Recipe

Rank rows within a group

Short answer: three ranking functions, three different tie-handling behaviors. ROW_NUMBER gives every row a unique rank (ties broken arbitrarily). RANK gives tied rows the same rank but skips the next number (1, 2, 2, 4). DENSE_RANK gives tied rows the same rank without skipping (1, 2, 2, 3). Pick by what should happen on ties in your data.

Quick comparison #

Score: 95, 90, 90, 85ROW_NUMBERRANKDENSE_RANK
95111
90 (tied)222
90 (tied)322
85443
Use for"exactly one row per rank" (Top-N)"tied scores share rank, gaps OK" (sports)"tied scores share rank, no gaps" (pricing tiers)

Canonical SQL #

sql
SELECT
  user_id,
  region,
  revenue,
  ROW_NUMBER() OVER (PARTITION BY region ORDER BY revenue DESC) AS row_num,
  RANK()       OVER (PARTITION BY region ORDER BY revenue DESC) AS rnk,
  DENSE_RANK() OVER (PARTITION BY region ORDER BY revenue DESC) AS dense_rnk
FROM   user_revenue;

Example #

Loading SQL editor...

Common patterns #

sql
-- Top-N per group: most common analytics ask.
SELECT *
FROM (
  SELECT *, ROW_NUMBER() OVER (PARTITION BY region ORDER BY revenue DESC) AS rn
  FROM user_revenue
) ranked
WHERE rn <= 5;                      -- Top 5 per region

-- Percentile rank (0 to 1).
SELECT
  user_id,
  revenue,
  PERCENT_RANK() OVER (ORDER BY revenue) AS pct_rank,
  CUME_DIST()    OVER (ORDER BY revenue) AS cumulative_dist
FROM user_revenue;

-- "Highest in group" tie-broken by a secondary column.
SELECT *
FROM (
  SELECT *, ROW_NUMBER() OVER (
    PARTITION BY region
    ORDER BY revenue DESC, signup_date ASC, user_id ASC      -- multi-key tie break
  ) AS rn
  FROM user_revenue
) ranked
WHERE rn = 1;

-- NTILE: split rows into N equal-sized buckets (quartiles, deciles).
SELECT
  user_id,
  revenue,
  NTILE(4) OVER (ORDER BY revenue) AS quartile
FROM user_revenue;

When to use which #

ROW_NUMBER: when you need exactly one row per rank position. For "Top 3 customers per region," you want exactly 3 rows per region, even if two customers are tied at #3. The engine picks one; add a deterministic tie-breaker column to make the choice reproducible.

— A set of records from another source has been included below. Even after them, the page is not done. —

PR #455, opened 2026-06-16
[3/3] feat(task_execution): off-chain preimage retention buffer (kv_store)

DhairyaPatel7:
**PR 3/3 of the off-chain mech series.** PRs 1 + 2 have merged; this is the last piece.

| | |
|---|---|
| **PR 1/3** | #454 — skip-IPFS off-chain + local CID + structured 402 + `Payment-Receipt`. **Merged.** |
| **PR 2/3** | [valory-xyz/kv-store#16](https://github.com/valory-xyz/kv-store/pull/16) — adds `DELETE_REQUEST` / `LIST_REQUEST` performatives + pagination. **Merged**, released as `v0.7.0-rc1`. |
| **PR 3/3** | **this PR** — kv_store-backed preimage buffer + retention sweeper. |

## What this adds

In off-chain mode the mech keeps the request/response **private** (skip-IPFS + local CID, PR1), so there is no public record an operator can use to prove what was requested and delivered. This adds a durable, operator-private **preimage buffer**: each off-chain `(request, response)` pair is mirrored into the persistent `valory/kv_store` connection keyed by `request_id`, and a background **sweeper** prunes entries past a configurable retention window (default 24h).

`task_execution` is a `SimpleBehaviour` (outbox + handler, not ABCI generators), so:

- **`utils/preimage.py`** — pure, unit-tested bookkeeping over `shared_state` (record accept/settle, write-queue de-dup, sweeper expiry).
- **`behaviours.py`** — a write/delete/sweep loop draining **one kv op at a time** via a flag separate from the task executor's `in_flight_req`, so preimage I/O never blocks task execution. Records the request on accept, the response on settle (delivered/rejected).
- **`handlers.py` `KvStoreHandler`** — on `LIST_RESPONSE` queues expired keys for deletion; on `ERROR` re-queues a failed write so a transient kv_store failure can't lose a preimage.
- **wiring** — `valory/kv_store` connection + protocol in `skill.yaml` and agent `aea-config.yaml`; `store_path` → the agent's persistent volume (`/data/mech_preimages`).

## Ships dark

`preimage_retention_enabled` defaults **False** (mirrors `use_offchain`), so on-chain + IPFS behaviour is unchanged until enabled in the Phase 2 rollout.

## Integration status

- Merged `origin/main`. The fingerprint conflicts and the semantic conflict in `_handle_done_task` (PR1 added the in-memory `offchain_request_responses` return channel here; this branch adds the durable buffer write here) are both resolved — the in-memory channel is populated first so `/fetch_offchain_info` works immediately, then the buffer mirrors the same payload for audit + restart-survival.
- Vendored `valory/kv_store` synced to `v0.7.0-rc1` (kv-store main, the merge of #16). `[tool.tomte] upstream_pins` pins `valory-xyz/kv-store@0.7.0-rc1` so `check-third-party-hashes` resolves — same shape optimus and meme-ooorr already declare for kv-store / mech-interact / genai / funds-manager.
- Added `peewee` to `pyproject.toml` and `tox.ini` (used by the vendored kv_store SQLite connection) and allowlisted it in `liccheck` (MIT-licensed but no PyPI Trove classifier, same pattern as the existing anchorpy / based58 / jsonalias entries).
- `KV_STORE_CONNECTION_PUBLIC_ID` is now imported from the connection module so `check-handlers` no longer flags the connection package as unused. The previous string-only `PublicId.from_str("valory/kv_store:0.1.0")` didn't count.
- All CI green: lint (black, isort, flake8, mypy, pylint, darglint), packaging (`check-hash`, `check-packages`, `check-dependencies`, `check-third-party-hashes`, `check-handlers`, `check-abciapp-specs`, `check-abci-docstrings`, `lock_check`), tests across the build matrix, copyright, gitleaks, liccheck.

## Tests

- `tests/utils/test_preimage.py` — pure buffer/sweep bookkeeping (accept, settle-with/without-accept, write-queue de-dup, expiry by `settled_at` / `accepted_at`, malformed-skip).
- `tests/test_preimage_buffer.py` — behaviour flush/sweep loop (first-tick sweep, write flush, batched deletes, in-flight gating, disabled no-op) and `KvStoreHandler` (LIST_RESPONSE→delete-queue, terminal-write pop, processing-write keep, ERROR re-queue).


DhairyaPatel7:
**CI status note (blocked draft):** the two red checks — `linter_checks` → *Check packages* and `copyright_and_dependencies_check` → *Check dependencies* — are both `autonomy packages sync` failing to download the **unpublished** `valory/kv_store` (the documented blocker). `lock_check` passes on all 3 OS, which confirms the vendored kv_store + pinned hashes are internally consistent; the lint tools themselves are green locally. Both go green once kv-store#16 publishes and the repin in the description runs.

Also re-vendored kv_store at the de-guarded protobuf hashes (protocol `bafybeiak5ezgop…`, connection `bafybeibbkpotdes…`) per benny's protobuf-5.29 finding on kv-store#16.

OjusWiZard (commented):
Review of the off-chain preimage retention buffer (author-written `task_execution` code; vendored `kv_store` protocol/connection treated as out-of-scope upstream copies). One blocking correctness bug in the write/settle interleaving, plus kv-op lifecycle robustness gaps and the matching test gaps. Inline comments below. Findings are from static review (suite not run locally).

packages/valory/skills/task_execution/handlers.py
```diff
@@ -516,6 +518,68 @@ def handle(self, message: Message) -> None:
...
+            inflight = shared_state.get(preimage_buffer.PREIMAGE_INFLIGHT_WRITE)
+            if inflight is not None:
+                records = shared_state.get(preimage_buffer.PREIMAGE_RECORDS, {})
+                record = records.get(inflight)
+                if (
+                    record is not None
+                    and record.get("settlement_status")
+                    in preimage_buffer.TERMINAL_STATUSES
+                ):
+                    records.pop(inflight, None)
```
OjusWiZard, line 633: **🔴 Critical — settlement during an in-flight `processing` write silently loses the terminal preimage.**

The SUCCESS branch decides whether to drop the record by inspecting its **current** status, not the status that was actually sent. Race:

1. `_process_preimage_buffer` flushes the `processing` record — `_send_kv_write` serializes it *at send time*, sets `INFLIGHT_WRITE=req_id`, `KV_IN_FLIGHT=True`, and the id is `pop`'d off the write queue.
2. Before this SUCCESS is handled (≥1 act cycle later), the task settles. `record_settlement` mutates `records[req_id]` **in place** to `delivered`/`rejected` and re-enqueues `req_id`.
3. This SUCCESS arrives → `records[req_id]` is now terminal → `records.pop(inflight)` (line 568) deletes it. But kv_store only got the `processing` snapshot from step 1.
4. Next tick drains the queue, pops `req_id`, `records.get(req_id)` is `None` → `continue` (behaviours.py:1553). The terminal write never happens.

Net: kv keeps a stale `processing` row (eventually swept by `accepted_at`); the response/CID are never recorded — defeating the audit-copy purpose. Single-threaded loop + I/O-bound kv round-trip makes the window real, especially for fast tools and the fast-fail invalid-request path.

**Minimal fix:** snapshot the sent status alongside `INFLIGHT_WRITE` and only pop when the live status still equals it (else leave it — the re-enqueued write persists the terminal state). Equivalent guard: don't pop if `req_id` is still in `PREIMAGE_WRITE_QUEUE`. This path is untested (see the handler tests below).

packages/valory/skills/task_execution/behaviours.py
```diff
@@ -1448,9 +1473,130 @@ def _record_offchain_failure(self, req_id: str, reason: str) -> None:
...
+
+        write_queue: List[str] = shared_state.get(
+            preimage_buffer.PREIMAGE_WRITE_QUEUE, []
+        )
+        while write_queue:
+            request_id = write_queue.pop(0)
+            record = shared_state.get(preimage_buffer.PREIMAGE_RECORDS, {}).get(
+                request_id
+            )
+            if record is None:
```
OjusWiZard, line 1666: Tail of the Critical race (see handlers.py SUCCESS branch): after the handler pops the record on the in-flight `processing` write, the re-enqueued terminal write lands here with `record is None` and is silently skipped — so the `delivered`/`rejected` preimage is never persisted.

packages/valory/skills/task_execution/behaviours.py
```diff
@@ -1448,9 +1473,130 @@ def _record_offchain_failure(self, req_id: str, reason: str) -> None:
...
+        kv_store request is in flight at a time (a flag separate from the task
+        executor's ``in_flight_req``), so this never blocks task execution.
+        Per tick it does the first of: run a due sweep (LIST by prefix), flush a
+        batch of expired deletes, or flush one queued write.
+        """
+        if not self.params.preimage_retention_enabled:
+            return
+        shared_state = self.context.shared_state
+        if shared_state.get(preimage_buffer.PREIMAGE_KV_IN_FLIGHT):
+            return
```
OjusWiZard, line 1624: **🟠 Important — no watchdog for a stuck `PREIMAGE_KV_IN_FLIGHT`.**

`KV_IN_FLIGHT` is set `True` by every `_send_kv_*` and cleared **only** in `KvStoreHandler.handle()`. If a kv reply (SUCCESS *or* ERROR) is never delivered — connection drop, lost envelope, or an exception in the connection's send path that swallows the reply — this gate returns forever (silently). Meanwhile `record_accept`/`record_settlement` keep filling `PREIMAGE_RECORDS` / `PREIMAGE_WRITE_QUEUE` in memory → unbounded growth until restart, no diagnostics.

The payment-model path already establishes the fix pattern (`PAYMENT_MODEL_REQUEST_TIMEOUT`, ~lines 98 / 269-282): stamp an `in_flight_since` time and reset the flag (and retry) past a timeout. Lower probability than the race, but high blast radius.

packages/valory/skills/task_execution/behaviours.py
```diff
@@ -1448,9 +1473,130 @@ def _record_offchain_failure(self, req_id: str, reason: str) -> None:
...
+
+        now = time.time()
+        last_sweep = shared_state.get(preimage_buffer.PREIMAGE_LAST_SWEEP, 0.0)
+        if now - last_sweep >= self.params.preimage_sweep_interval:
+            shared_state[preimage_buffer.PREIMAGE_LAST_SWEEP] = now
+            self._send_kv_list()
+            return
```
OjusWiZard, line 1634: **🟡 Advisory — sweep timer advanced before the LIST is sent.** `PREIMAGE_LAST_SWEEP` is set to `now` here, before `_send_kv_list`. A transient LIST `ERROR` is then indistinguishable from "nothing expired," so sweeping stalls for a full `preimage_sweep_interval` (default 1h) on any transient failure. Advance the timestamp only on a successful `LIST_RESPONSE`.

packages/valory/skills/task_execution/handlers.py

RANK: when ties should share a rank but the next position should reflect how many rows came before it. Sports leaderboards work this way: two athletes tied for second place, the next is fourth (not third). RANK produces 1, 2, 2, 4.

DENSE_RANK: when ties should share a rank but the next position is just the next integer. Pricing tiers and segmentation buckets work this way, with Tier 1 / Tier 2 / Tier 3 regardless of how many products are in each tier. DENSE_RANK produces 1, 2, 2, 3.

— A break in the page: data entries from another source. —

PR #457, opened 2026-06-23
feat(task_submission): PostTxSettlement round emits wildcard data-lake events

DIvyaNautiyal07:
## Summary

After on-chain settlement confirms, the mech bundles every offchain delivery from that FSM round into a single signed POST to the wildcard data lake. The signed typed-data binds a keccak256 hash of the events array, so the signature covers the row content rather than just metadata; the server (predict-api#162) recomputes the hash and rejects on mismatch.

This is the mech-side half of the offchain analytics path. Pairs with predict-api#162 (server EIP-712 swap).

Spec: `docs/mech_prepay_spec.md` → "Authentication and rate limits" and "Mech-side write client (writes to wildcard)". Status: `docs/mech_prepay_status.md` items A + L.

## What changes

- **`task_execution.behaviours._finalize_done_task`** attaches a structured `wildcard_event` dict to each offchain `done_task` BEFORE the existing `IN_MEMORY_REQUESTS` pop. The payload survives FSM consensus replication via `synchronized_data.done_tasks`, so every agent has the data the PostTxSettlement behaviour needs even though only the originating agent had the raw IPFS_DATA in its local shared_state.
- **`task_submission_abci.rounds`** gains `PostTxSettlementRound` + `FinishedPostTxSettlementRound`, declared as an initial state so composition can wire into it from outside the skill. The round is a `CollectSameUntilThresholdRound`: DONE on consensus participation, NO_MAJORITY only when impossible.
- **`task_submission_abci.behaviours.PostTxSettlementBehaviour`** extracts the wildcard event dicts from synced `done_tasks`, computes the batch hash, builds the EIP-712 typed-data, signs via the existing `get_signature(digest, is_deprecated_mode=True)` path (so the signer is the agent's own owner-EOA), and POSTs to `params.wildcard_events_url`. Every agent posts its own copy under its own EOA; the wildcard server is idempotent on `request_id` so multi-agent services don't need a keeper pattern, and the per-EOA rate limiter on the server scales across co-owners.
- **`task_submission_abci.wildcard_write_client`** mirrors the server's canonical-JSON encoder + batch-hash computation bit-for-bit. The contract is narrow on purpose: any drift invalidates every batch.
- **`mech_abci.composition`** routes `FinishedTransactionSubmissionRound → PostTxSettlementRound → FinishedPostTxSettlementRound → ResetAndPauseRound`. The two-edge wiring keeps the settlement→reset path intact while slotting in the analytics-write side effect. Fail-soft by construction: DONE always, so a wildcard outage cannot stall the FSM.
- **`skill.yaml` + `Params`** add `mech_events_enabled` (default `false`; Phase 1 ships dark) and `wildcard_events_url`. No API key, no env-var secret — the EOA signature is the credential.
- `fsm_specification.yaml` updated in both `task_submission_abci` and `mech_abci`; `autonomy analyse fsm-specs` clean.

## Auth chain (paired with predict-api#162)

```
mech: build batch (events[])
  + batch_hash = keccak256(canonical_json(events))
  + sign typed_data{ mech_service_multisig, batch_hash } with agent's EOA
  + POST { typed_data, signature, events }

server: ecrecover EOA
  + allowlist verifyingContract for chainId
  + EOA ∈ Safe.getOwners(mech_service_multisig)   (cached)
  + checkMech(mech_service_multisig)              (cached)
  + recompute batch_hash from events, compare
  + INSERT all rows in one tx, idempotent on request_id
```

## Tests

- `tests/test_rounds.py::TestPostTxSettlementRound`: round transitions (DONE on threshold, NO_MAJORITY when impossible).
- `tests/test_rounds.py::TestTaskSubmissionAbciApp` extended: new state in `initial_states` and `final_states`, new transitions in `transition_function`.
- `tests/test_wildcard_write_client.py`: canonical-JSON contract (key sort, recursive sort, compact separators, UTF-8 preservation), batch-hash stability and order-sensitivity, typed-data shape pinned against the server's Pydantic schema.
- `mech_abci/tests/test_composition.py` updated: `FinishedTransactionSubmissionRound → PostTxSettlementRound`, `FinishedPostTxSettlementRound → ResetAndPauseRound`.

582 tests pass across `task_submission_abci`, `mech_abci`, and `task_execution` locally.

## Test plan

- [x] `uv run pytest packages/valory/skills/task_submission_abci packages/valory/skills/mech_abci packages/valory/skills/task_execution` — 582 pass
- [x] `uv run autonomy packages lock --check` after `lock` — clean
- [x] `uv run autonomy analyse fsm-specs` — exit 0
- [ ] Full mech CI green on this branch (lock-check, copyright, liccheck, check-dependencies, check-third-party-hashes, check-doc-hashes, check-packages, check-hash, black-check, isort-check, flake8, mypy, pylint, darglint, check-abci-docstrings, check-handlers, gitleaks, py3.10-tests across linux/macos/windows)

## Open questions for the reviewer

1. **`mech_service_multisig` source.** The behaviour reads it from `self.synchronized_data.safe_contract_address` with a `params.safe_contract_address` fallback. Both are standard AEA hooks, but if the multi-mech-per-service config means a different field is more accurate, flag it.
2. **`requested_at` placement.** `_build_wildcard_event` pulls the timestamp from `request_data["datetime"]` (the field name the requester's signed header carries today) with a fallback to `executed_at`. If the field has been renamed somewhere in the offchain handler's plumbing, the wildcard row will fall back to executed_at silently rather than fail; happy to switch to a strict lookup if you'd rather see a 422 on a missing timestamp than a slightly-off row.
3. **Replay buffer follow-up.** This PR drops the batch with an error log on transient wildcard failure (5xx / network drop), matching the Phase 1 dark-ship posture. The kv_store-backed replay buffer + drainer stack on top of mech#455 (preimage retention, currently open draft) and land in a follow-up; the spec calls for it but it's not safe to add here without #455's protocol-level `DELETE` / `LIST` shape merged.

## Companion PR

predict-api#162 — server-side EIP-712 swap. The two PRs ship together: this one is a no-op until the server accepts the new shape, and the server accepts a feature-flagged endpoint that does nothing until this PR's mechs start emitting.


packages/valory/skills/task_submission_abci/behaviours.py
```diff
@@ -1805,6 +1813,227 @@ def _num_to_bytes(value: int) -> bytes:
...
+                encode_typed_data,
+            )
+        except ImportError:
+            self.context.logger.error(
+                "eth_account not available; cannot sign wildcard EIP-712. "
+                "Skipping batch."
+            )
+            return
+        signable = encode_typed_data(full_message=typed_data)
+        digest = signable.body
```
bennyjo: **Impact: when `mech_events_enabled` is flipped on, the server will reject every batch as signer-not-owner, so no analytics rows are ever written.**

`encode_typed_data(full_message=...)` returns a `SignableMessage` whose `.body` is only the message `hashStruct` — it does **not** include the domain separator. The actual EIP-712 digest is `keccak(0x19 ‖ 0x01 ‖ header ‖ body)`, where `header` is the domain separator. Because `get_signature(..., is_deprecated_mode=True)` raw-signs whatever 32 bytes you hand it (no re-hashing), signing `signable.body` produces a signature over the message struct alone. A server doing standard EIP-712 `ecrecover` reconstructs the full digest from `typed_data` and recovers a *different* address → 4xx → batch dropped every round.

A second consequence: since the domain (chainId + verifyingContract) isn't bound into the signature, even a matching signature would be replayable across chains/contracts.

Suggested fix:
```python
digest = keccak(b"\x19" + signable.version + signable.header + signable.body)
```
Could you also confirm this against predict-api#162's `mech_sig.py` recover function? If the server intentionally recovers over `hashStruct` only, that's non-standard and worth a comment here — but then the cross-domain replay point still stands. (Note: the `build_typed_data` docstring claims signing goes through the `gnosis_safe.encode` path, which isn't what this code does.)

bennyjo (commented):
Second-reviewer pass: one blocking EIP-712 signing bug plus a few items to address before the feature flag is enabled. FSM + resilience structure looks sound. Details inline.

packages/valory/skills/task_submission_abci/behaviours.py
```diff
@@ -1805,6 +1813,227 @@ def _num_to_bytes(value: int) -> bytes:
...
+            from eth_account.messages import (  # type: ignore[import-not-found]
+                encode_typed_data,
+            )
+        except ImportError:
+            self.context.logger.error(
+                "eth_account not available; cannot sign wildcard EIP-712. "
+                "Skipping batch."
+            )
+            return
+        signable = encode_typed_data(full_message=typed_data)
```
bennyjo: **Impact: the signing path has no test, so the digest bug flagged just below is invisible to CI.** `test_wildcard_write_client.py` pins the typed-data *shape* but nothing asserts what bytes actually get signed.

A test that either (a) signs a known batch and recovers the address back, or (b) asserts `digest == keccak(0x19 ‖ 0x01 ‖ header ‖ body)`, would have caught this and would protect the contract with the server going forward. Worth adding alongside the fix.

packages/valory/skills/task_submission_abci/behaviours.py
```diff
@@ -1805,6 +1813,227 @@ def _num_to_bytes(value: int) -> bytes:
...
+        body = json.dumps(
+            {
+                "typed_data": typed_data,
+                "signature": signature_hex,
+                "events": events,
+            }
+        ).encode("utf-8")
+
+        try:
+            response = yield from self.get_http_response(
```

NTILE(n): divides rows into n evenly-sized buckets. Quartiles (NTILE(4)), deciles (NTILE(10)), percentiles (NTILE(100)). Different problem from ranking, same family of functions.

Dialect notes #

  • ROW_NUMBER, RANK, DENSE_RANK, NTILE, PERCENT_RANK, CUME_DIST: ANSI standard, supported on Postgres, MySQL (8+), SQL Server, Oracle, Snowflake, BigQuery, DuckDB, Redshift, SQLite (3.25+).
  • QUALIFY clause: DuckDB / Snowflake / BigQuery / Databricks / Teradata let you filter on a window function without the subquery wrapper: SELECT ... QUALIFY ROW_NUMBER() OVER (...) <= 5. Cleaner.
  • MySQL pre-8.0: no window functions. Emulate ROW_NUMBER per group with user-defined variables (@row := IF(@grp = group, @row + 1, 1)); it works but is fragile.
  • RANK vs DENSE_RANK performance: identical on every modern engine. Choose by semantics, not by speed.
Tip

The single most-Googled SQL question is "Top N per group," and ROW_NUMBER() OVER (PARTITION BY g ORDER BY metric DESC) <= N (filtered in a subquery or with QUALIFY) is the canonical answer. Memorize the pattern, swap ROW_NUMBER for RANK / DENSE_RANK based on tie semantics, and you've got 80% of the analytics ranking work covered. References: Top N per group pattern, first or last row per group.